** Goal of the exercise **
Your response should be every line of the data, written out exactly.

** Material for this exercise **

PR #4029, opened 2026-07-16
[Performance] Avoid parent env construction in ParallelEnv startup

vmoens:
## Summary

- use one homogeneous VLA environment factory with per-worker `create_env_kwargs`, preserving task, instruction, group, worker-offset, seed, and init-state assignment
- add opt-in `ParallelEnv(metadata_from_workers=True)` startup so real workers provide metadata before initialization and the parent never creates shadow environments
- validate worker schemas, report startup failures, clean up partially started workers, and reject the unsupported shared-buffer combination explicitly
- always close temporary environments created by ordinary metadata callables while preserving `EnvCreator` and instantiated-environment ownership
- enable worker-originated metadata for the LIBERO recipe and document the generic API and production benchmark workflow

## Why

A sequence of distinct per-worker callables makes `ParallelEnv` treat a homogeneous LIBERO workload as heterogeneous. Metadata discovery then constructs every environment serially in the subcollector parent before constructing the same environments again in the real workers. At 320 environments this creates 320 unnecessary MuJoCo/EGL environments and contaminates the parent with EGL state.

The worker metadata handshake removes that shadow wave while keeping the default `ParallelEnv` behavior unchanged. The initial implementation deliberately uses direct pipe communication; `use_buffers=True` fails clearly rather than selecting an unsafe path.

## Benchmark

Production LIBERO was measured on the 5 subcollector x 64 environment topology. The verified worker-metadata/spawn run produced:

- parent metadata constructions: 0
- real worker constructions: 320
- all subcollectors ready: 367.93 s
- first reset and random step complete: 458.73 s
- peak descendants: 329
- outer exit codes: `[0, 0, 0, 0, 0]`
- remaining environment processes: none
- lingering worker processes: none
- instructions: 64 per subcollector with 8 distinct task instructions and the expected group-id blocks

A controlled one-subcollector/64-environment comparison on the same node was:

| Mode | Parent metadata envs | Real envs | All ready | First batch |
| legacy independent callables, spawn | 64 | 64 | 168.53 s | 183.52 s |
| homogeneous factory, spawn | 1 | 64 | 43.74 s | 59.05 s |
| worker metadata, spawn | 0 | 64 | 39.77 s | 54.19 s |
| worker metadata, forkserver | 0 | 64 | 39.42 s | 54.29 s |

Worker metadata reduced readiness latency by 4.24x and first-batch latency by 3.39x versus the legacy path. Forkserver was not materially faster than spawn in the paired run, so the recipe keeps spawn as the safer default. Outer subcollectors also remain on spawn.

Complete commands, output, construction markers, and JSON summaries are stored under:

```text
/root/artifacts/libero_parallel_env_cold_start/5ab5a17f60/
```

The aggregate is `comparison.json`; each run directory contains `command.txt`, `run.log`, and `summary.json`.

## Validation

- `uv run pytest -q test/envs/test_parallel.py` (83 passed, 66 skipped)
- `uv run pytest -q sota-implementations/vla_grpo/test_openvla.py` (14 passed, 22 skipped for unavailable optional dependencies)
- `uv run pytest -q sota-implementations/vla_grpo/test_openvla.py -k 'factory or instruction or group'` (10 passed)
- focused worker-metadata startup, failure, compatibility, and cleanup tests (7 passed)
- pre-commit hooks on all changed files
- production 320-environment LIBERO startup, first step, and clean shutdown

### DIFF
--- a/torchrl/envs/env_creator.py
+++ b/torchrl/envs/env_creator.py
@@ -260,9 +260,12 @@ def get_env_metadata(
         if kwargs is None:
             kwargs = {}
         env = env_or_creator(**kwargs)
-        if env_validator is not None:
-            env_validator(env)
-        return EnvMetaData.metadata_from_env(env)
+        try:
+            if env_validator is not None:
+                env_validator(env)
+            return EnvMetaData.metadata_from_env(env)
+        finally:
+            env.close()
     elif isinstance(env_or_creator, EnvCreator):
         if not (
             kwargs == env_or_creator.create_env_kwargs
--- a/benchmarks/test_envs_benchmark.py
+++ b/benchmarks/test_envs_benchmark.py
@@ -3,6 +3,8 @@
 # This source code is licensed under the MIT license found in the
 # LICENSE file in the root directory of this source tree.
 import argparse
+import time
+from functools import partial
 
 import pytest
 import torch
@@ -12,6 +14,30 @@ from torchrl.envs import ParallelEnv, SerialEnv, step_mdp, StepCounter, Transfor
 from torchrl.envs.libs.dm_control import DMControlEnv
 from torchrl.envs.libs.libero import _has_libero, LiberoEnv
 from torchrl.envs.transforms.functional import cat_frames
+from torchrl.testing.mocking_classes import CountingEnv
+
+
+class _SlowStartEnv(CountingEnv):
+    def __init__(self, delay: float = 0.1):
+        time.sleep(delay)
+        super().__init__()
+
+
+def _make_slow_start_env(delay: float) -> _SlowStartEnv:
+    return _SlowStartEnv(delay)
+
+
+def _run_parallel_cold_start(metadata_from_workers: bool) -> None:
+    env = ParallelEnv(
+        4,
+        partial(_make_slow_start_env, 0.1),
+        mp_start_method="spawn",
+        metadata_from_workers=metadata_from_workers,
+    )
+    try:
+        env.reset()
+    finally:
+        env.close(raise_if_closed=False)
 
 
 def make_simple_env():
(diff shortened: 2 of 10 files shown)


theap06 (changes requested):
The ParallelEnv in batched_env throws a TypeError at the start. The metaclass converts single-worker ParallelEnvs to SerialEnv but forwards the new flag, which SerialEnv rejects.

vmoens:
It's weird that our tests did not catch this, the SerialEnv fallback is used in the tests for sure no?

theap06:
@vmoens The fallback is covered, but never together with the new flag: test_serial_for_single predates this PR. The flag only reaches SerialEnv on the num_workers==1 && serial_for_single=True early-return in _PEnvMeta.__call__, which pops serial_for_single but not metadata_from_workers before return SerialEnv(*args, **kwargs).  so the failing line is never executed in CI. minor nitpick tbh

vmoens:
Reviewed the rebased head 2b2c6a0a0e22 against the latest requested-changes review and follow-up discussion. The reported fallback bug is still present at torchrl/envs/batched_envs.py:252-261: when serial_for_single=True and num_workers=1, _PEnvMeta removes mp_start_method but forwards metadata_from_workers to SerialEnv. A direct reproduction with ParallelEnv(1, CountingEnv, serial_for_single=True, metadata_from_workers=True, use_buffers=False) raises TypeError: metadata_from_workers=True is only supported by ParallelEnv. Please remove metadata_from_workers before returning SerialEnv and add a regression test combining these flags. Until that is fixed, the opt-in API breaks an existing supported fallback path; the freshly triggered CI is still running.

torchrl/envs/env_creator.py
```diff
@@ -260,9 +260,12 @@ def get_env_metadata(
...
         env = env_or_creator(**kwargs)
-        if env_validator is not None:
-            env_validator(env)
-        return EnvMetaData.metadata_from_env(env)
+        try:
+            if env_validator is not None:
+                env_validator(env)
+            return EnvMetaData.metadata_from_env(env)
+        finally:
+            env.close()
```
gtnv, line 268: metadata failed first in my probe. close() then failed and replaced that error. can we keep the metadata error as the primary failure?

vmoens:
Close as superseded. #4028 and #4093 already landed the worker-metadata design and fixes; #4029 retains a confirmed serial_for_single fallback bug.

** Exercise result **
PR #4029, opened 2026-07-16
[Performance] Avoid parent env construction in ParallelEnv startup

vmoens:
## Summary

- use one homogeneous VLA environment factory with per-worker `create_env_kwargs`, preserving task, instruction, group, worker-offset, seed, and init-state assignment
- add opt-in `ParallelEnv(metadata_from_workers=True)` startup so real workers provide metadata before initialization and the parent never creates shadow environments
- validate worker schemas, report startup failures, clean up partially started workers, and reject the unsupported shared-buffer combination explicitly
- always close temporary environments created by ordinary metadata callables while preserving `EnvCreator` and instantiated-environment ownership
- enable worker-originated metadata for the LIBERO recipe and document the generic API and production benchmark workflow

## Why

A sequence of distinct per-worker callables makes `ParallelEnv` treat a homogeneous LIBERO workload as heterogeneous. Metadata discovery then constructs every environment serially in the subcollector parent before constructing the same environments again in the real workers. At 320 environments this creates 320 unnecessary MuJoCo/EGL environments and contaminates the parent with EGL state.

The worker metadata handshake removes that shadow wave while keeping the default `ParallelEnv` behavior unchanged. The initial implementation deliberately uses direct pipe communication; `use_buffers=True` fails clearly rather than selecting an unsafe path.

## Benchmark

Production LIBERO was measured on the 5 subcollector x 64 environment topology. The verified worker-metadata/spawn run produced:

- parent metadata constructions: 0
- real worker constructions: 320
- all subcollectors ready: 367.93 s
- first reset and random step complete: 458.73 s
- peak descendants: 329
- outer exit codes: `[0, 0, 0, 0, 0]`
- remaining environment processes: none
- lingering worker processes: none
- instructions: 64 per subcollector with 8 distinct task instructions and the expected group-id blocks

A controlled one-subcollector/64-environment comparison on the same node was:

| Mode | Parent metadata envs | Real envs | All ready | First batch |
| legacy independent callables, spawn | 64 | 64 | 168.53 s | 183.52 s |
| homogeneous factory, spawn | 1 | 64 | 43.74 s | 59.05 s |
| worker metadata, spawn | 0 | 64 | 39.77 s | 54.19 s |
| worker metadata, forkserver | 0 | 64 | 39.42 s | 54.29 s |

Worker metadata reduced readiness latency by 4.24x and first-batch latency by 3.39x versus the legacy path. Forkserver was not materially faster than spawn in the paired run, so the recipe keeps spawn as the safer default. Outer subcollectors also remain on spawn.

Complete commands, output, construction markers, and JSON summaries are stored under:

```text
/root/artifacts/libero_parallel_env_cold_start/5ab5a17f60/
```

The aggregate is `comparison.json`; each run directory contains `command.txt`, `run.log`, and `summary.json`.

## Validation

- `uv run pytest -q test/envs/test_parallel.py` (83 passed, 66 skipped)
- `uv run pytest -q sota-implementations/vla_grpo/test_openvla.py` (14 passed, 22 skipped for unavailable optional dependencies)
- `uv run pytest -q sota-implementations/vla_grpo/test_openvla.py -k 'factory or instruction or group'` (10 passed)
- focused worker-metadata startup, failure, compatibility, and cleanup tests (7 passed)
- pre-commit hooks on all changed files
- production 320-environment LIBERO startup, first step, and clean shutdown

### DIFF
--- a/torchrl/envs/env_creator.py
+++ b/torchrl/envs/env_creator.py
@@ -260,9 +260,12 @@ def get_env_metadata(
         if kwargs is None:
             kwargs = {}
         env = env_or_creator(**kwargs)
-        if env_validator is not None:
-            env_validator(env)
-        return EnvMetaData.metadata_from_env(env)
+        try:
+            if env_validator is not None:
+                env_validator(env)
+            return EnvMetaData.metadata_from_env(env)
+        finally:
+            env.close()
     elif isinstance(env_or_creator, EnvCreator):
         if not (
             kwargs == env_or_creator.create_env_kwargs
--- a/benchmarks/test_envs_benchmark.py
+++ b/benchmarks/test_envs_benchmark.py
@@ -3,6 +3,8 @@
 # This source code is licensed under the MIT license found in the
 # LICENSE file in the root directory of this source tree.
 import argparse
+import time
+from functools import partial
 
 import pytest
 import torch
@@ -12,6 +14,30 @@ from torchrl.envs import ParallelEnv, SerialEnv, step_mdp, StepCounter, Transfor
 from torchrl.envs.libs.dm_control import DMControlEnv
 from torchrl.envs.libs.libero import _has_libero, LiberoEnv
 from torchrl.envs.transforms.functional import cat_frames
+from torchrl.testing.mocking_classes import CountingEnv
+
+
+class _SlowStartEnv(CountingEnv):
+    def __init__(self, delay: float = 0.1):
+        time.sleep(delay)
+        super().__init__()
+
+
+def _make_slow_start_env(delay: float) -> _SlowStartEnv:
+    return _SlowStartEnv(delay)
+
+
+def _run_parallel_cold_start(metadata_from_workers: bool) -> None:
+    env = ParallelEnv(
+        4,
+        partial(_make_slow_start_env, 0.1),
+        mp_start_method="spawn",
+        metadata_from_workers=metadata_from_workers,
+    )
+    try:
+        env.reset()
+    finally:
+        env.close(raise_if_closed=False)
 
 
 def make_simple_env():
(diff shortened: 2 of 10 files shown)


theap06 (changes requested):
The ParallelEnv in batched_env throws a TypeError at the start. The metaclass converts single-worker ParallelEnvs to SerialEnv but forwards the new flag, which SerialEnv rejects.

vmoens:
It's weird that our tests did not catch this, the SerialEnv fallback is used in the tests for sure no?

theap06:
@vmoens The fallback is covered, but never together with the new flag: test_serial_for_single predates this PR. The flag only reaches SerialEnv on the num_workers==1 && serial_for_single=True early-return in _PEnvMeta.__call__, which pops serial_for_single but not metadata_from_workers before return SerialEnv(*args, **kwargs).  so the failing line is never executed in CI. minor nitpick tbh

vmoens:
Reviewed the rebased head 2b2c6a0a0e22 against the latest requested-changes review and follow-up discussion. The reported fallback bug is still present at torchrl/envs/batched_envs.py:252-261: when serial_for_single=True and num_workers=1, _PEnvMeta removes mp_start_method but forwards metadata_from_workers to SerialEnv. A direct reproduction with ParallelEnv(1, CountingEnv, serial_for_single=True, metadata_from_workers=True, use_buffers=False) raises TypeError: metadata_from_workers=True is only supported by ParallelEnv. Please remove metadata_from_workers before returning SerialEnv and add a regression test combining these flags. Until that is fixed, the opt-in API breaks an existing supported fallback path; the freshly triggered CI is still running.

torchrl/envs/env_creator.py
```diff
@@ -260,9 +260,12 @@ def get_env_metadata(
...
         env = env_or_creator(**kwargs)
-        if env_validator is not None:
-            env_validator(env)
-        return EnvMetaData.metadata_from_env(env)
+        try:
+            if env_validator is not None:
+                env_validator(env)
+            return EnvMetaData.metadata_from_env(env)
+        finally:
+            env.close()
```
gtnv, line 268: metadata failed first in my probe. close() then failed and replaced that error. can we keep the metadata error as the primary failure?

vmoens:
Close as superseded. #4028 and #4093 already landed the worker-metadata design and fixes; #4029 retains a confirmed serial_for_single fallback bug.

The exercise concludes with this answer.